Cutting a little bit of stitching sounds better than cutting the leather. Stitching can always be re-sewn by hand and isn't that hard to do. (One time a saddle maker taught me how to hand-sew leather using two needles, it's one of the handiest things I've ever learned.) I bet there are videos on the internet of how to hand sew leather if you ever desired to put it back on.


----------



## ThunderingHooves (Aug 10, 2013)

A bit late on the reply, but here are some pictures. 

Overall of the bridle.








Close up of the stitched area.








Overview of the area, showing that it's not removable.


----------



## Zexious (Aug 2, 2013)

Subbing <3


----------



## KLJcowgirl (Oct 13, 2015)

I would like to sub this thread as well! That looks exactly like the bridle I have for my mini.


----------



## greentree (Feb 27, 2013)

OK...brilliance ALERT....this just in...lol!

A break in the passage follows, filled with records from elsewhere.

PR #1928, opened 2019-05-08
Fix issues with to/from oa date

igandrews:
There were issues with how we were converting to/from OA date when the timezone offset for Dec 30, 1899 differed from the current timezone offset which happens for certain timezones.

### DIFF
--- a/tests/unit/util/util-test.js
+++ b/tests/unit/util/util-test.js
@@ -408,8 +408,15 @@ QUnit.test('[ID19] Test arrayCopy1', function (assert) {
 });
 
 QUnit.test('[ID20] Test OADate', function (assert) {
-	assert.expect(1);
+	assert.expect(7);
 
-	var dt = new Date(2000, 1, 1);
-	assert.equal($.ig.Date.prototype.fromOADate(dt.toOADate()).getTime(), +dt,  "The date should roundtrip");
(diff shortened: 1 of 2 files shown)


tests/unit/util/util-test.js
```diff
@@ -405,4 +405,11 @@ QUnit.test('[ID19] Test arrayCopy1', function (assert) {
...
 	$.ig.util.arrayCopy1(arr, 0, target, 1, 4);
 	assert.deepEqual(target, [6,1,2,3,4], "Copy content to the end of another array");
-});
\ No newline at end of file
+});
+
+QUnit.test('[ID20] Test OADate', function (assert) {
+	assert.expect(1);
+
+	var dt = new Date(2000, 1, 1);
```
kdinev: @igandrews Maybe write a few more asserts with a larger variety of dates.

igandrews: I'll add more tests. How come grunt verify didn't catch the errors with the newline in the test?

kdinev: I think tests are excluded from linting.

igandrews: Shouldn't it verify everything so one doesn't need to rely on waiting for the PR results?

kdinev: It totally should... The thing is, if I turn it on right now, there will be A LOT of lint errors :S

PR #2135, opened 2021-07-07
feat(*): adding use strict to JS files #2075

### LINKED ISSUE #2075: JS codes work "use strict"?
## Description
I needs to run bundled code (infragistics.core.js, infragistics.lob.js, infragistics.excel-bundled.js, etc...)  in strict mode on the browser (Chrome/Edge).

To confirm this behavior, I added "use strict" to the beginning of some code file and executed it, but I often get errors such as references to variables that do not have "var" declarations or objects that do not have properties.

Is it possible to make almost all of the bundle code work "use strict"?

http://cdn-na.infragistics.com/igniteui/2020.1/latest/js/infragistics.core.js
http://cdn-na.infragistics.com/igniteui/2020.1/latest/js/infragistics.lob.js

None of the above files declare "use strict" at the beginning of the file. So no error occurs.
The problem is when I try to read these files as "use strict".
That is, whether or not this occurs when "use strict" is added to the beginning of the file.

## Expected result  
I hope to read in strict mode without causing an error that the bundled JS files, such as infragistics.core.js and infragistics.lob.js.
This means that adding a "use strict" declaration to the beginning of a bundle JS file such as infragistics.core.js or infragistics.lob.js will not cause an error in the browser.

kdinev:
Closes #2075 

### Additional information (check all that apply):
 - [ ] Bug fix
 - [x] New functionality
 - [ ] Documentation
 - [ ] Demos
 - [ ] CI/CD

### Checklist:
 - [x] All relevant tags have been applied to this PR
 - [ ] This PR includes unit tests covering all the new code
 - [ ] This PR includes API docs for newly added methods/properties
 - [ ] This PR includes general feature table updates in the root `README.MD`
 - [ ] This PR contains breaking changes
 - [ ] This PR includes behavioral changes and the feature specification has been updated with them

### DIFF
--- a/src/js/modules/infragistics.util.js
+++ b/src/js/modules/infragistics.util.js
@@ -20,6 +20,7 @@
 // Inspired by base2 and Prototype
 
 /*global xyz, Class, ActiveXObject, Modernizr, VBArray, Intl, XDomainRequest, unescape, $, igRoot*/ /*jshint -W106*/ /*jshint -W116*/ /*jshint unused:false*/
+"use strict";
 (function (factory) {
 	if (typeof define === "function" && define.amd) {
 
@@ -55,7 +56,7 @@
 
 	// The base Class implementation (does nothing) or expects Class to already be defined as a function
 	// K.D. August 18, 2016 Bug #242 global scope Class object is overridden by Ignite UI for jQuery Class object
-	this.Class = this.Class || function () { };
+	window.Class = window.Class || function () { };
 
 	// Create a new Class that inherits from this class
 	Class.extend = function (prop, doAugment) {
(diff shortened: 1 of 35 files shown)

Take that stitching out, like I first suggested. Buy some tandem side rings for your bridle, and use what you have as a side check(when you need it) and remo ve them and replace the rosettes when you don't!!!

TaaDaa!!!!!!


----------



## ThunderingHooves (Aug 10, 2013)

greentree said:


> OK...brilliance ALERT....this just in...lol!
> 
> Take that stitching out, like I first suggested. Buy some tandem side rings for your bridle, and use what you have as a side check(when you need it) and remo ve them and replace the rosettes when you don't!!!
> 
> TaaDaa!!!!!!


That is a good idea. I never thought about using it as a side check. There is one small problem though. The straps aren't split all the way down. In the last picture if you look just above the buckle on the crown, you can see the leather meets in one big piece. Where would you get the tandem side rings at? I know of them, I just don't know where to get them.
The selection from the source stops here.